Directions:
Set down, word for word, every line of the listing below, starting with the one that contains "troupe: ESCrew" and ending with the final line. Include nothing else.
═══ Records supplied
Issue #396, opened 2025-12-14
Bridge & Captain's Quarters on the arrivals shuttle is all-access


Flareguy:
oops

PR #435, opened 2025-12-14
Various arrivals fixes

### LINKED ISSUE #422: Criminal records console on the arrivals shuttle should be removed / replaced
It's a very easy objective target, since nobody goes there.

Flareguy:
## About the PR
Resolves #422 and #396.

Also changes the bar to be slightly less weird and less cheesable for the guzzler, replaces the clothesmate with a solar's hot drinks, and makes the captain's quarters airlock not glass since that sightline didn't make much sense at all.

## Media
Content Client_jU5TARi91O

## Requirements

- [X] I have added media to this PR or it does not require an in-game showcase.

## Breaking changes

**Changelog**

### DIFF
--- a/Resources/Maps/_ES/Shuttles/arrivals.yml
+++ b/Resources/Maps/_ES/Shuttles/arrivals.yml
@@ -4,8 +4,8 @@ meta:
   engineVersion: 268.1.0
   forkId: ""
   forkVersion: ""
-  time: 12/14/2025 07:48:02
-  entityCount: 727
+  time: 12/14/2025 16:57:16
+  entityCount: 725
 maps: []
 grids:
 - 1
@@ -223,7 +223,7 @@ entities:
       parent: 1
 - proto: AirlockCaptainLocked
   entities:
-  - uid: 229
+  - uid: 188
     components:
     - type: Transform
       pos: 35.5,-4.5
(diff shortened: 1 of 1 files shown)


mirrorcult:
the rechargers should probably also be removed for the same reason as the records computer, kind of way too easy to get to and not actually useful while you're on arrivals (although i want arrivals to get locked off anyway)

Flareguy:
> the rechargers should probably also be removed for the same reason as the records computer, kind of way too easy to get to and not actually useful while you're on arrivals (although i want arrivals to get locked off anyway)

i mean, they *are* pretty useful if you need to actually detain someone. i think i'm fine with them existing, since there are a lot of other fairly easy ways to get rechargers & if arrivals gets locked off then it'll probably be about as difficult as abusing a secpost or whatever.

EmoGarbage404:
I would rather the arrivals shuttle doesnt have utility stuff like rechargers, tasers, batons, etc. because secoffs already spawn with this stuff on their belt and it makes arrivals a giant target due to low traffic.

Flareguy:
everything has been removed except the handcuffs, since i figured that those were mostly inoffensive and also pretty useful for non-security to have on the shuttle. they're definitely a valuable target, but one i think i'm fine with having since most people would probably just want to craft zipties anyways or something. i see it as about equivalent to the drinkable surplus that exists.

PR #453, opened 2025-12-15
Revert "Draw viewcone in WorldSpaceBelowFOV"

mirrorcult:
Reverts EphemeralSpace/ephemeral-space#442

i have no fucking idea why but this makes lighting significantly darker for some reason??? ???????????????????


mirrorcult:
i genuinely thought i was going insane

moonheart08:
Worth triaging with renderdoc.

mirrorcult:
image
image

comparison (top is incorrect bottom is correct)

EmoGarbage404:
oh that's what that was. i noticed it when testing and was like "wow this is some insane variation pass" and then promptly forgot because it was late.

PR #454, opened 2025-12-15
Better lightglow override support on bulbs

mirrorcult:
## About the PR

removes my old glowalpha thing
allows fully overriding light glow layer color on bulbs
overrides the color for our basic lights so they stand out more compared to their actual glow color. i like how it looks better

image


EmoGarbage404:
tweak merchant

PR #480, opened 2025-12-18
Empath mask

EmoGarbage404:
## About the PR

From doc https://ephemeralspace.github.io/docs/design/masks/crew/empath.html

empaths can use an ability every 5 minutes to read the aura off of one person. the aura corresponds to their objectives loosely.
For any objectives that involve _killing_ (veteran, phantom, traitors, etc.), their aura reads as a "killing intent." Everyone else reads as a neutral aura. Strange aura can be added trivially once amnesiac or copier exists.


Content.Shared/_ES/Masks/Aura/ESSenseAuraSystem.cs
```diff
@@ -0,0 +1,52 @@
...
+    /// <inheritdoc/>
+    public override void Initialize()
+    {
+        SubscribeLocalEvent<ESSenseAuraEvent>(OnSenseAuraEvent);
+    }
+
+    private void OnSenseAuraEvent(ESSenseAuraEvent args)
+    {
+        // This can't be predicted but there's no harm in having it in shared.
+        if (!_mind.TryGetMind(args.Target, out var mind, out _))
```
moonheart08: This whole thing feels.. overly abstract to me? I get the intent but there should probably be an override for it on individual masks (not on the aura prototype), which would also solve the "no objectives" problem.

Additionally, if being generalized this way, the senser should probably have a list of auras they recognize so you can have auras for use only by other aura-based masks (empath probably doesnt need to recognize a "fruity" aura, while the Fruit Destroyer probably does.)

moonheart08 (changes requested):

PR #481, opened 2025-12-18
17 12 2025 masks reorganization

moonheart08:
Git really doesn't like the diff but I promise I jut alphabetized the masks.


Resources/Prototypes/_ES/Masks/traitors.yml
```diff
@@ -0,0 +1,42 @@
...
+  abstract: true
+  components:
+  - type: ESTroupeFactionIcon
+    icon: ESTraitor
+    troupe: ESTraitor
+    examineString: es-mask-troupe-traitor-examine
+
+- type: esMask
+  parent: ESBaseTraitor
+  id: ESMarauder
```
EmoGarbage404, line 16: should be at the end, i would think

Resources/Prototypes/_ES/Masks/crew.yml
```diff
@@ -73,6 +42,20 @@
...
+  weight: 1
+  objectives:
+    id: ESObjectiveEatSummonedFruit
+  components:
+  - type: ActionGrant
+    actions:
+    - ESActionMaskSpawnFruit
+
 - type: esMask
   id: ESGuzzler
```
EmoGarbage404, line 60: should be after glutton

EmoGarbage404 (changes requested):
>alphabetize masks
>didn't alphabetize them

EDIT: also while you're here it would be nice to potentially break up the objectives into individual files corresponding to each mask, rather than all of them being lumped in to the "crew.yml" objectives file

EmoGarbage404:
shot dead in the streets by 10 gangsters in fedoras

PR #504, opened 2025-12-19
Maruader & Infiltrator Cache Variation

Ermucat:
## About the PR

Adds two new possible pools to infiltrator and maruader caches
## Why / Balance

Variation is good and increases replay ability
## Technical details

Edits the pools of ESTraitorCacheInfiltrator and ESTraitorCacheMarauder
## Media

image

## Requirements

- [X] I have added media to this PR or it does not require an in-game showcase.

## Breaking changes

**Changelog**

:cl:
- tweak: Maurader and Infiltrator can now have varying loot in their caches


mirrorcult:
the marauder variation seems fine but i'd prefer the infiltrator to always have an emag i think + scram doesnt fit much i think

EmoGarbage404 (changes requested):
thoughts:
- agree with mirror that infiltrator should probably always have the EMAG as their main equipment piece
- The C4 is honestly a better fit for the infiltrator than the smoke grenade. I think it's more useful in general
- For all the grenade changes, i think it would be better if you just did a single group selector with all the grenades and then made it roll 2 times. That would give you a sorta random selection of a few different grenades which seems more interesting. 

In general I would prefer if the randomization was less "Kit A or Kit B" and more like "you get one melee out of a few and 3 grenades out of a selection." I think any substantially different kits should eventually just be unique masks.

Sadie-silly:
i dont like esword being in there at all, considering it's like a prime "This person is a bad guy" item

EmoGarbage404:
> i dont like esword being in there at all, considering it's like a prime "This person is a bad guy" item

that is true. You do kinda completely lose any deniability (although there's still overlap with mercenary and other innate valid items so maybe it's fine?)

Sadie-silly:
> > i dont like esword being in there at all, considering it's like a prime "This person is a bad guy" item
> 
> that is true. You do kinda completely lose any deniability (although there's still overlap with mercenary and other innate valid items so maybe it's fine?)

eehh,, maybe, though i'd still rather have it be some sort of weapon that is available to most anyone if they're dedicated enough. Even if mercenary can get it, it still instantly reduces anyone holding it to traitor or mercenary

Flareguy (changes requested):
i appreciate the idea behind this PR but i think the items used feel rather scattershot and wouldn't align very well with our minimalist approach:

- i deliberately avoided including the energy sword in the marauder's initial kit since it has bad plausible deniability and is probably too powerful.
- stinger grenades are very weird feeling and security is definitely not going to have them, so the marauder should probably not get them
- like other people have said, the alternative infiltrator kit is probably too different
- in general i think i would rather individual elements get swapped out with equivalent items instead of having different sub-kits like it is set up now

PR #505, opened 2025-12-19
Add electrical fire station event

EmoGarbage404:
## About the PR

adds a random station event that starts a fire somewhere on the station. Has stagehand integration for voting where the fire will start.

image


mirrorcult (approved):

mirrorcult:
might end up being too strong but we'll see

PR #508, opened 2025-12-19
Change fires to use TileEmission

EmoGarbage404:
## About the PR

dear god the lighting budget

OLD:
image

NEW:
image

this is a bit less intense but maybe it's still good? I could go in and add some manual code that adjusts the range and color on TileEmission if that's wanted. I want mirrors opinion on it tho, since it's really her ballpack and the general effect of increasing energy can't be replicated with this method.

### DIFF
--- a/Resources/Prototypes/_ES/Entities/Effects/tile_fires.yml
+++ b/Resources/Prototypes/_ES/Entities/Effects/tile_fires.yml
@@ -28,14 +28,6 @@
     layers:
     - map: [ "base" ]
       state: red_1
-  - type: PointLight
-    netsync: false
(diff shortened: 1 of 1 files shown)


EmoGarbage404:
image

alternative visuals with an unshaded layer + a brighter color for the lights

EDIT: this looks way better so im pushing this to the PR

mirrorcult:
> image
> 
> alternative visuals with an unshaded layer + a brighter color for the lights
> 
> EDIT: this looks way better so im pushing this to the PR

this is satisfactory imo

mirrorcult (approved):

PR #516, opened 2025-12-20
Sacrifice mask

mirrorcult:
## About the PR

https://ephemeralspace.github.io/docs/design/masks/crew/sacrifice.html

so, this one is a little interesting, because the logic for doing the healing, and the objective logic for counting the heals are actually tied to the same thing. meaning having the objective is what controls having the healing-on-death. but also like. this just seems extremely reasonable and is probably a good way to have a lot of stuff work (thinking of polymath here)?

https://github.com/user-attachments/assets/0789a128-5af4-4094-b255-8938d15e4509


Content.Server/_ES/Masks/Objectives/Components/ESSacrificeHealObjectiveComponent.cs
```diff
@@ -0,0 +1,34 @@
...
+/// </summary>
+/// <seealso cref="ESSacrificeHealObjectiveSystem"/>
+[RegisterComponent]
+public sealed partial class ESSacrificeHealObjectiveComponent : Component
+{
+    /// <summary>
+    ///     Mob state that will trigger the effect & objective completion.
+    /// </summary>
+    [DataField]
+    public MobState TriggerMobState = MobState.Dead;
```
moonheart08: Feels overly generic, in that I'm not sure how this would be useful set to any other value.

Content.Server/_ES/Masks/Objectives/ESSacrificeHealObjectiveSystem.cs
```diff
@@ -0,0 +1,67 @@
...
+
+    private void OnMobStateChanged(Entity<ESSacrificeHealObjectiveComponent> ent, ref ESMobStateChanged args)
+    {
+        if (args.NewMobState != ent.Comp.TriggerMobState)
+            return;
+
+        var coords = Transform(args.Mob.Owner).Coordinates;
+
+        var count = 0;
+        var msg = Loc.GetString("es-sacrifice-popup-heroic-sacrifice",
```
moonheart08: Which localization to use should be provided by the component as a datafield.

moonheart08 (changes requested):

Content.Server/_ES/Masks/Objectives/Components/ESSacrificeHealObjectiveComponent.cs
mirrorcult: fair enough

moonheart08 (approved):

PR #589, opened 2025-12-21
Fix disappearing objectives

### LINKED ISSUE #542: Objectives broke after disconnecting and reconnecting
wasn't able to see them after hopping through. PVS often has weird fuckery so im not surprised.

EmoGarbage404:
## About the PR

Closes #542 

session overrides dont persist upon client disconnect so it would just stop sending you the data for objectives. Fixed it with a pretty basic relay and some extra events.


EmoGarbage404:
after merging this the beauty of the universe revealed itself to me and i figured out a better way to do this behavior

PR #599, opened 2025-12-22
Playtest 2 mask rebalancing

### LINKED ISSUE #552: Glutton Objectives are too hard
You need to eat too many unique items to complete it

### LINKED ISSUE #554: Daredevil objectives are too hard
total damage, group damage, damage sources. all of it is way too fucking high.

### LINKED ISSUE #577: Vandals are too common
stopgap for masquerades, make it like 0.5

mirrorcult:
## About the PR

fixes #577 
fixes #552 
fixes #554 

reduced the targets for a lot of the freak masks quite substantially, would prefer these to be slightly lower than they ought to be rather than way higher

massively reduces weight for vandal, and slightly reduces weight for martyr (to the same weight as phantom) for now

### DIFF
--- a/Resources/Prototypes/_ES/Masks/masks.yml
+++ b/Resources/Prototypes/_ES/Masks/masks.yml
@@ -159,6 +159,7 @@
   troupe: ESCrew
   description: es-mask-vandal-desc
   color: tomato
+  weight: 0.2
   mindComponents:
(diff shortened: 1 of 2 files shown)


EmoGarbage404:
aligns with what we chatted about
══════
Completed task:
   troupe: ESCrew
   description: es-mask-vandal-desc
   color: tomato
+  weight: 0.2
   mindComponents:
(diff shortened: 1 of 2 files shown)


EmoGarbage404:
aligns with what we chatted about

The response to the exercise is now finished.